更新日 2023.10.20
7月6日 Annuals of The Harvard College observatory vol.107, No.6, 1940-Feb. 1(ハーバード大学天文台年報 vol.107, No.6 1940年2月1日)発行
変光星観測報を受取る。これで自分が報告し初めてから第10冊目をもらったことになる。
この報告は年4回発行。観測者の名前の略と共に報告全部が出ている。
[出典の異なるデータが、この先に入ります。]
PR #4639, opened 2022-10-05
Use xxhash for fastMsgIdFn

### LINKED ISSUE #4603: Improve fastMsgIdFn

twoeths:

自分の観測が他と比較してどれだけ正確であるか、1回で明らかとなる。皆の人の観測が大体一致する。馬鹿げて大きい値のものもなく、また小さ過ぎるものもない。
日本にもだいぶ観測者があるから互いに一致して観測協会を作り報告も年2回位にでもまとめて発行すればよいであろうが、日本の観測者は二系統に別れ、決して一致してやるという考えにならないからダメである。島国根性で罰をもって他をけなすのが甚だしき不心得である。パリサイ宗の人々の如く、自分にも天国に入らず、人をものらしめない主義であるから困る―。
9月10日 ポピュラー・アストロノミーの1報によれば、H. C. Wilson氏は1940年3月9日に逝去せられたりと。氏は、長き間ポピュラー・アストロノミーの主筆としてその功績あり、自分もリック天文台で知りし人である。
9月18日 天文電報
Comet Cunningham 05131 September 02100 21170 25439 10242 64082 Shapley, stromgren, Fukumi.
Cunningham彗星
発見日 9月5日2時10分 光度13等
α= 21h 17m ⊿α= -2m
δ= -25°43.0′ ⊿δ
----- 追加の報告により⊿δ= 0 と分かる。
日中金星肉眼にて見ゆ。
9月13日 役所の大宮君がちょうど通過せし飛行機を見し時、10時頃1つの星を見つけた。つづいて皆これを見る。自分の目にもよく見えた。この朝は特によく晴れていたので明らかに見ゆ。その後、19日にも晴れた時見えしと。21日のも注意して位置さえ示さるれば自分にもよく見えた。13日のときよりずっと光度弱くなり、且つ太陽に近づいた、今日は光度-3.6等、前は-3.8等。8月の初めには-4.2等であった。
10月4日 岡山県倉敷天文台に於いて彗星の発見あり。
この朝の位置、 α= 10h 8m δ= 24°東北に進行。光度9等。
10月4日 6時半頃より夕方の天を探ること2時間、多数の星雲に出会う。
倉敷の彗星を写真に撮ろうとせしも、出現が遅いから12時過ぎ止めた。朝の3時過ぎより見ゆ。
10月7日 午前2時53.5分~3時13.5分迄、しし座ζ星をガイド星として写真を撮る。倉敷彗星の位置、彗星状の天体を見ず。或は小惑星か。
尚、10cm赤道儀にてもしし座ζ星を中心に探すも、彗星状の物体を見ず。しし座ζ星の比較乾板にはL62あり。
10月8日 観測の終りて2時5分頃より3時6分ごろまで、彗星を探す。異状なし。雲 出しをもって止む。
11月11日 横岳には6合目位まで雪積る。
11月12日 水星が太陽面通過す、当地方では日が出ると既に太陽面に或る筈。
10時52分に終わる筈。この日は曇天。全く太陽は見えず。
11月15日 午後5時44分、カニンガム彗星を見る。満月にて薄くはっきりせず。
写生図を作る、はくちょう座θ星を頼りに星を写し得たるにより位置明かとなる。ボン星図より得たる位置 次の如し。光度は著し。
1855年分点 α= 19h 11m 22.5s δ= +35°39′
尚、想定位置は、
11月15.0日   ;α= 19h 14m δ= +35°54′
この夕、明が友達2人を連れて来り、月と木星、土星を見す。星像悪くよく見えず。120倍のアイピースを使用。星像のよい晩は木星、土星は今、大変よく見える。
カニンガム彗星は次の日付で写真を撮る。
11月20日 光度7等、少しく尾ある如し
11月27日 光度6等、少しく尾見ゆ。
12月 3日
12月18日 尾半度くらい見ゆるも、頗る薄し。
12月19日
12月20日 よく晴れた。光度4等。尾の長さ写真によれば4°くらいある。2つの流れあり。
12月27日 わずかな晴れ間にて写真を撮る。尾の長さ5°くらい。